Trade talks have reached an all-time high since late June. Said Timberwolves president and coach Flip Saunders then, per The Associated Press (h/t The Oregonian):
We're fielding stuff every day. When I came down here just now I had three calls about our players. There is not going to be a cooling down period. It's like catfish, when you feed 'em. It becomes a feeding frenzy the closer, when they can see those (food) pellets.
The three-time All-Star appears about as likely to remain with the Timberwolves as Jason Kidd is to leave the Milwaukee Bucks, come out of retirement and play point guard for the Brooklyn Nets. Most signs point to Love's days being numbered.
And when Saunders finally pulls the trigger on a deal, he'll want to make sure Love's next club assumes some of his team's excess baggage in the process, per Wojnarowski:
No, Williams' signing doesn't portend Love's imminent departure or accurately predict his next destination.
But it might mean Barea is as good as gone, as Zach Harper of A Wolf Among Wolves explains:
We’re kind of talking here like Barea is gone, even though he’s very much under contract this season. I think it’s safe to say he is gone though. The Wolves have a very crowded backcourt right now. You have Ricky Rubio and Kevin Martin as the current starters (you know, until Love is traded and then who knows what happens?). Then you have Zach LaVine, Maurice Williams, Alexey Shved, and JJ Barea. It seems likely the Wolves will try to move Martin and Barea in deals. There was talk earlier in the month of Shved trying out more of a lead guard role, but with Williams and LaVine on the roster, this could likely mean he’s on his way out too. It’ll be tougher to deal Martin with three years left on his deal, but Barea and Shved are in the final years of their respective contracts. Should be much easier to deal.
Even without Williams, the Timberwolves' backcourt is incredibly crowded. Yet if the dump Barea and/or Shved—as part of a Love trade or otherwise—what little playmaking depth they have would be decimated.
Love and Barea ranked second and third on the team in assists per game last season. If they're both on their way out, who are the Timberwolves left with besides Rubio? Shved? Nobody?
Now they're left with Williams, who fills a void the Timberwolves already had while safeguarding them against the bigger one they could soon create.
Just Plain Smart
Never mind the potential ulterior motives: Signing Williams is a smart business decision.
The Timberwolves are a better and deeper basketball team with him. It's that simple.
If for some reason the Timberwolves elect to roll the dice, keep Love for a while longer and try to compete next season, Williams gives them a better chance at remaining relevant.

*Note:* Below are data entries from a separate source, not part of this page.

PR #1431, opened 2026-09-19
Feat/apple silicon acceleration

lindkvis:
Support acceleration on Apple silicon


lindkvis (commented):
Reviewed `origin/develop...` this branch. ruff clean; the two new test files pass (105 tests) and are gated in `ci.yml`; detection verified against real torch on a CUDA box (`available_accelerator()` -> `cuda`, unaffected).

One blocker and two worth fixing.

**1. `empty_device_cache()` is called with an argument it does not take**

`tagger_plugins/clip_service.py:166` and `:252` call `empty_device_cache(previous_device)`, but `utils/vram_utils.py:167` is `def empty_device_cache() -> bool:` — no parameters. It raises `TypeError`.

The call sits inside `except RuntimeError:`, so the `except Exception:` below is a sibling and cannot catch it. It escapes `encode_image_batch` / `encode_face_crops` after the model has already been moved to CPU and `self._device` reassigned.

This is also a regression on CUDA: that fallback worked before (`torch.cuda.empty_cache()`). Nothing tests either method, which is why the suite is green.

Fix is giving the wrapper the optional argument its callee already has:

```python
def empty_device_cache(device=None) -> bool:
    return empty_accelerator_cache(device)
```

plus a test driving a fake OOM through the fallback, in both vocabularies.

**2. `resolved_device` is dead and gets persisted**

`startup_checks.py:456` sets `self._server_config["resolved_device"]`. Nothing reads it, it has no `_` prefix, and `server.py:531` calls `persist_server_config` on that dict six lines after `run()` — so it lands in the owner's config file on every accelerated boot. That is the case `server_config_io.py`'s docstring exists to prevent. Delete it, or name it `_resolved_device`.

**3. The CLIP workflow's sibling gates were not swept**

`inference/workflows/clip_embedding.py:71` and `:86` still read `== "cuda"` / `!= "cuda"`. CLIP does run on Metal after this change, so there it gets a flat uncapped batch of 128 and reports 0 MB to the reservation accounting — the same class fixed in `workflows/tagging.py`, on the memory model where the module docstring says it matters most. The CLIP per-image figures are CUDA measurements, so opening the gate needs a measured pair or the placeholder note WD14 already carries.

`face_embedding.py:89` and `description.py:259` share the spelling but are correct by accident — both models stay on CPU by documented hold. Worth a comment saying so.

**Smaller**

- `services/config_service.py:151` — `collect_vram_from_torch` is still CUDA-only, so no device-memory telemetry on Apple Silicon while the budget slider now shows a Metal-derived ceiling.
- `work_planner.py:682` — the metric is legitimately CUDA-only, but the log line reads `"torch.cuda.is_available() is False in the planner thread"`, which is the exact sentence this PR is about.
- `tagger_plugins/joycaption.py:445` still picks `cuda if available else cpu`, so JoyCaption runs on CPU on a Mac — while the new `_precision_help()` warns about device memory being system RAM, which reads as though it were on the GPU. Route it, or state the hold like Florence-2 does.
- `wd14.py:207` — dropping the Darwin `worker_count = 0` is justified by `_run_dataloader`'s timeout + `num_workers=0` retry (confirmed present), but it is an untested change on macOS's spawn start method.
- `startup_checks.py` MPS branch computes `free_mb` from `total_mb` before `if total_mb <= 0: raise`. Harmless, reads backwards.
- `VALID_DEVICE_SETTINGS` lacks `""` while `_HOST_RESOLVED_SETTINGS` has it, so a blank `default_device` resolves at runtime but hard-fails validation. Probably intended; worth a line.

**Good**

One probe table, the two drifted allowlists now one object with an identity test, both directions asserted throughout (accelerator used, no-accelerator still CPU, `--force-cpu` wins, explicit `cpu` honoured, CUDA control), real captured OOM strings next to the SQLite control, and holds documented with the measurement that justified them. The `ctx_id=-1` trap note in `face_extraction_task.py` is the kind of thing that saves someone a day.

lindkvis:
All of the above addressed in f332978e, plus the shard-3 failure.

- `empty_device_cache(device=None)` now takes the device its spill callers pass. Covered by four new tests through the real `ClipService` recovery path, MPS- and CUDA-worded; reverting the signature turns all five red.
- `resolved_device` removed.
- `clip_embedding.py` batch cap and VRAM estimate gate on `is_accelerated`, with the CUDA-measured figures marked unverified on Metal. `face_embedding.py` and `description.py` keep `== "cuda"` and now say why.
- `collect_vram_from_torch` answers on unified memory; planner log reworded; JoyCaption device pick documented; `startup_checks` guard moved above the subtraction; the `""` / `VALID_DEVICE_SETTINGS` difference is noted at the constant.
- `test_every_cuda_ort_session_site_is_built_from_the_budget` (shard 3) listed WD14's three inline provider sites, which the ladder collapsed into one. Repaired to check the invariant where it now lives - ladder picks the providers, is handed the budget's options, puts them on the CUDA provider. Both halves mutation-checked.
- Added `changelog.d/1431.md`; the branch had no fragment and this is user-visible.

Not done: no fragment-level change to the WD14 `num_workers` decision on macOS, and the CoreML/MPS figures are still the ones measured on the 8 GB machine.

At the very least, he's an offensive boon for a team that ranked in the top 10 of offensive efficiency last year. And he fills a need. And he's on a cap-friendly one-year deal.
And he makes sense.
There are plenty of risks the Timberwolves must take in the coming months, chief among them offering a definitive conclusion to the Love saga.
Signing Williams isn't one. It is exactly what it's supposed to be: just plain smart.
*Stats via Basketball-Reference.com unless otherwise cited.